PR #1189, opened 2024-05-21
🔧 Add long timeout arg to unit test launch configuration

TheAfroOfDoom:
- when you're debugging these, it's not unlikely you'd be in a test longer than 30s (the default timeout)
- new default is 999999s (11.5 days)

---

- split from https://github.com/SpyglassMC/Spyglass/pull/1180


SPGoding (approved):
what happens if we stare at a breakpoint continuously for 11.5 days?

TheAfroOfDoom:
> what happens if we stare at a breakpoint continuously for 11.5 days?

GKfjTrfW8AE5HgN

▶ _Problem to work on_
From the line holding "test launch configuration" to the final line of the data, repeat every line exactly. Leave out all the rest.

▶ _Task answer_
🔧 Add long timeout arg to unit test launch configuration

TheAfroOfDoom:
- when you're debugging these, it's not unlikely you'd be in a test longer than 30s (the default timeout)
- new default is 999999s (11.5 days)

---

- split from https://github.com/SpyglassMC/Spyglass/pull/1180


SPGoding (approved):
what happens if we stare at a breakpoint continuously for 11.5 days?

TheAfroOfDoom:
> what happens if we stare at a breakpoint continuously for 11.5 days?

GKfjTrfW8AE5HgN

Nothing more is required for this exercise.